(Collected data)
▬▬▬▬▬▬

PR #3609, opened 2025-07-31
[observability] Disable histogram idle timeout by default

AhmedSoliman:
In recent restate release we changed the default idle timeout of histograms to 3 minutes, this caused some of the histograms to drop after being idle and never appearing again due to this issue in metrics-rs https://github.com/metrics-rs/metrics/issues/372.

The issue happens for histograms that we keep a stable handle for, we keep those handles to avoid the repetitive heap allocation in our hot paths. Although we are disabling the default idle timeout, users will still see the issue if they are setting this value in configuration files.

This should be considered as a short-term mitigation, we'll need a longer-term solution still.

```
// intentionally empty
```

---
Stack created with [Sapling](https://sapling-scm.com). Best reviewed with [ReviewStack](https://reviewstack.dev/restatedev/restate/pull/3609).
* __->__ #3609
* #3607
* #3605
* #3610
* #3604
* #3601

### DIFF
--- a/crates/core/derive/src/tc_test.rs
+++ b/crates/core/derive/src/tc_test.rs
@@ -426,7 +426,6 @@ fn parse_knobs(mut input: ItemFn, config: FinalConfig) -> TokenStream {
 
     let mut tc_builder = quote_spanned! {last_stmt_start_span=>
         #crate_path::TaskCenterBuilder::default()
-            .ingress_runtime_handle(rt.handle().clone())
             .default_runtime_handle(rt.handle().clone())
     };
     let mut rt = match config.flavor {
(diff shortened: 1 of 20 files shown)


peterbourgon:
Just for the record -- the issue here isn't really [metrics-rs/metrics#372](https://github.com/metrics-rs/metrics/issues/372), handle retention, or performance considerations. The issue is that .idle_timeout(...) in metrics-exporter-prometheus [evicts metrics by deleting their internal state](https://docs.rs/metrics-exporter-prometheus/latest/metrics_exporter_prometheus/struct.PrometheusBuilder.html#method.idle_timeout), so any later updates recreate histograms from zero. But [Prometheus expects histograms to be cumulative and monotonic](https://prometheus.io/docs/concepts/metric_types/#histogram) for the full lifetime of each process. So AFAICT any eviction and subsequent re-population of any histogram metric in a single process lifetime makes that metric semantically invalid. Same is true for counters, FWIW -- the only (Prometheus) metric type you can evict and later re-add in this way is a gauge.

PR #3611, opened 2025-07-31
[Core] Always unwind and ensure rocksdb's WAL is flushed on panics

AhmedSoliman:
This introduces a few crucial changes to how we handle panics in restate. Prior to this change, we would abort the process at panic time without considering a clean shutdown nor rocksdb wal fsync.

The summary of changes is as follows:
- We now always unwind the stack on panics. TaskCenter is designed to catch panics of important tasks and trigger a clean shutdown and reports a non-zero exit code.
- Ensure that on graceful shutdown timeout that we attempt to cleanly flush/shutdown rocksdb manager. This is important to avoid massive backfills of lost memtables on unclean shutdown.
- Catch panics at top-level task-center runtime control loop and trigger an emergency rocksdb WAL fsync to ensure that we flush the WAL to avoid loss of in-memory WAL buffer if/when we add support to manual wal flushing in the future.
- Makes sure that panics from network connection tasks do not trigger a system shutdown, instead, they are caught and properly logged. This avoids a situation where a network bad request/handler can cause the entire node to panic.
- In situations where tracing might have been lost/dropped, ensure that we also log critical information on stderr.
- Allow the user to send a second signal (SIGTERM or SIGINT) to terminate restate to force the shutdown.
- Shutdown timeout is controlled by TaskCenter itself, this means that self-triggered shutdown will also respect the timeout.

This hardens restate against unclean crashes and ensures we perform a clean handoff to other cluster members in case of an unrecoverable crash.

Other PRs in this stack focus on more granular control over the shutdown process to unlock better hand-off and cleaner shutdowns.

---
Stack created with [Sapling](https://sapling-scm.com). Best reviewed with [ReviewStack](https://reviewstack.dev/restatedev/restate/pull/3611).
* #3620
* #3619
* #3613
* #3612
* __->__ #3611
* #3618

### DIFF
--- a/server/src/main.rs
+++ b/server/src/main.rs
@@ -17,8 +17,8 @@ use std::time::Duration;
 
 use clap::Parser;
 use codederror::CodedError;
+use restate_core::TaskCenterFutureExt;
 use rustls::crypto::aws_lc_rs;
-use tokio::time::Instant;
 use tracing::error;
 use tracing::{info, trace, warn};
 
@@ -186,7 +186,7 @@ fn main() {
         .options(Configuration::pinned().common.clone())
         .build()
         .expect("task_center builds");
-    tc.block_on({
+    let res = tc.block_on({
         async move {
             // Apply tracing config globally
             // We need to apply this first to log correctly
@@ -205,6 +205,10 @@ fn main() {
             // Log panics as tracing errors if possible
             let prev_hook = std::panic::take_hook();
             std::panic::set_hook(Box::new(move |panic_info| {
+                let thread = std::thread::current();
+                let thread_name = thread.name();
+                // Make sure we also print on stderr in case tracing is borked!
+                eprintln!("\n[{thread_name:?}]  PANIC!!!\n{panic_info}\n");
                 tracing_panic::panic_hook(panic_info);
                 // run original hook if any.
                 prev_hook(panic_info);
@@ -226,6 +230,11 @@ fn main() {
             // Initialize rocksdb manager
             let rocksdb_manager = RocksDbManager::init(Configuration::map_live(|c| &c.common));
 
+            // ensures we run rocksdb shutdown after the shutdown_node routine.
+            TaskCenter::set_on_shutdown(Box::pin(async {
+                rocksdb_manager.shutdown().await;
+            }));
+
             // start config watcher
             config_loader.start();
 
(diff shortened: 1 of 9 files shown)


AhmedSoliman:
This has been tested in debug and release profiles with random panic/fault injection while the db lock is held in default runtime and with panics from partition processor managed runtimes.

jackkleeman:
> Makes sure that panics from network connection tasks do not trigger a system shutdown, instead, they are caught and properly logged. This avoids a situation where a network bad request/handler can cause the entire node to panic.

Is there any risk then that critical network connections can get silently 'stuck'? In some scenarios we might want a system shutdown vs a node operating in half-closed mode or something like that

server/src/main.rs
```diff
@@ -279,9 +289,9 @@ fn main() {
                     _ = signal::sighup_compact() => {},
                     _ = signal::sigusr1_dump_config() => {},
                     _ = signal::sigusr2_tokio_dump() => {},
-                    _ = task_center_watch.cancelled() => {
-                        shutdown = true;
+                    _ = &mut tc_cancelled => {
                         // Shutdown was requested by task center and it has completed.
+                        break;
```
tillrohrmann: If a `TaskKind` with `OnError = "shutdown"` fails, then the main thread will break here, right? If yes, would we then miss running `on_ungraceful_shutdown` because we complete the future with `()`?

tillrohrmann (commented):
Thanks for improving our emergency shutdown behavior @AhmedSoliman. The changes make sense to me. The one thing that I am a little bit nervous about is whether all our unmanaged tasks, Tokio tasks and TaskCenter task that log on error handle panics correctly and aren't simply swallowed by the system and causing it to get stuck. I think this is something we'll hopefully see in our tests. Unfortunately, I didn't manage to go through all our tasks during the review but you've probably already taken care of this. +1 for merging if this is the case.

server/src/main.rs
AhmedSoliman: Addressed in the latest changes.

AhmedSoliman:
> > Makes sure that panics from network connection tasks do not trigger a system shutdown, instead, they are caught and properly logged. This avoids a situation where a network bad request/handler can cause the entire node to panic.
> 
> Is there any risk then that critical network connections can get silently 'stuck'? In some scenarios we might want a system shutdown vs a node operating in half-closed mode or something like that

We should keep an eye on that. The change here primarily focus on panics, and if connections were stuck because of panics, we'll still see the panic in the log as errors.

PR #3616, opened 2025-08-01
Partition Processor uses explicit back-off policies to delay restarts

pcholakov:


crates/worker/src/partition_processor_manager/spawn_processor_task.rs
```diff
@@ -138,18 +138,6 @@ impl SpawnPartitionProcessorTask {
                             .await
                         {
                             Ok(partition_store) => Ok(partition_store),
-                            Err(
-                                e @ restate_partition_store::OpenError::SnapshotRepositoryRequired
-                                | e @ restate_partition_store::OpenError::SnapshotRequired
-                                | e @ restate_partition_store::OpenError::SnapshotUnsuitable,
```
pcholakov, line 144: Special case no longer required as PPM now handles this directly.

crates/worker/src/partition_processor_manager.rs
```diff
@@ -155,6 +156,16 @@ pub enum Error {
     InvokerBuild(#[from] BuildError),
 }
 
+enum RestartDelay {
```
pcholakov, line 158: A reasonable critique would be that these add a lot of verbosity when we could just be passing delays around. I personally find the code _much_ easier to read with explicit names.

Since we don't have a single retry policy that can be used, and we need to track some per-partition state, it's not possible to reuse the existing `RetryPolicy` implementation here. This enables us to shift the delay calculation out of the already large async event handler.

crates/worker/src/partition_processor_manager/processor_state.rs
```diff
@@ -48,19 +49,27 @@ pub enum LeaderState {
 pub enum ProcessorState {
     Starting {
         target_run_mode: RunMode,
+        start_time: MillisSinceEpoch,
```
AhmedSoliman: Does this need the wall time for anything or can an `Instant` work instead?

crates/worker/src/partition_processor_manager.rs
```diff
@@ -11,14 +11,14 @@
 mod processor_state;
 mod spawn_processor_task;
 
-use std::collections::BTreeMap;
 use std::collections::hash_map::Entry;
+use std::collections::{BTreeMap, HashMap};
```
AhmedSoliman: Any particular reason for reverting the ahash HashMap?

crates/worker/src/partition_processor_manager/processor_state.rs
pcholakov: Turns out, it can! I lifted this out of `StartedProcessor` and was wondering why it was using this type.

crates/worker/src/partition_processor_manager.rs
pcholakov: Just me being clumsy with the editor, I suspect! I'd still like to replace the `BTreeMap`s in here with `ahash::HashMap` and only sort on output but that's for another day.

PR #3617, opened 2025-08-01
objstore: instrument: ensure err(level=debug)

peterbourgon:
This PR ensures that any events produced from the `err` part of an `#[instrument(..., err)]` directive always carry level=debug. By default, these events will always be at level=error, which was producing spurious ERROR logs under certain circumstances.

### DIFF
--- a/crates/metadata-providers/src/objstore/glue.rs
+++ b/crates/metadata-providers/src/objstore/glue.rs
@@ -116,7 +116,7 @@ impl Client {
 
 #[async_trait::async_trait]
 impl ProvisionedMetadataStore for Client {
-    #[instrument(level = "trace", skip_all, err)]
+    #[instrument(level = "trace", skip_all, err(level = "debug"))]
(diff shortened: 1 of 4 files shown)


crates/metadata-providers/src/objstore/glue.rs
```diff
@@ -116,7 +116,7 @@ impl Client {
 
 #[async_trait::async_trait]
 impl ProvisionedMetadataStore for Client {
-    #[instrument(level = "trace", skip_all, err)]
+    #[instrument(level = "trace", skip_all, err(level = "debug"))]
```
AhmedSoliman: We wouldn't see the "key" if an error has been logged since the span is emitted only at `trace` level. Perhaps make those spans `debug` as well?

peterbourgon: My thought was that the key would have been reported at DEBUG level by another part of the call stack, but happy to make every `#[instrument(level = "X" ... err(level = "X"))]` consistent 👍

▬▬▬▬▬▬

(Work task): In the data above, find each line that uses the string "pull". Copy it.

(Solution to the problem):
Stack created with [Sapling](https://sapling-scm.com). Best reviewed with [ReviewStack](https://reviewstack.dev/restatedev/restate/pull/3609).
Stack created with [Sapling](https://sapling-scm.com). Best reviewed with [ReviewStack](https://reviewstack.dev/restatedev/restate/pull/3611).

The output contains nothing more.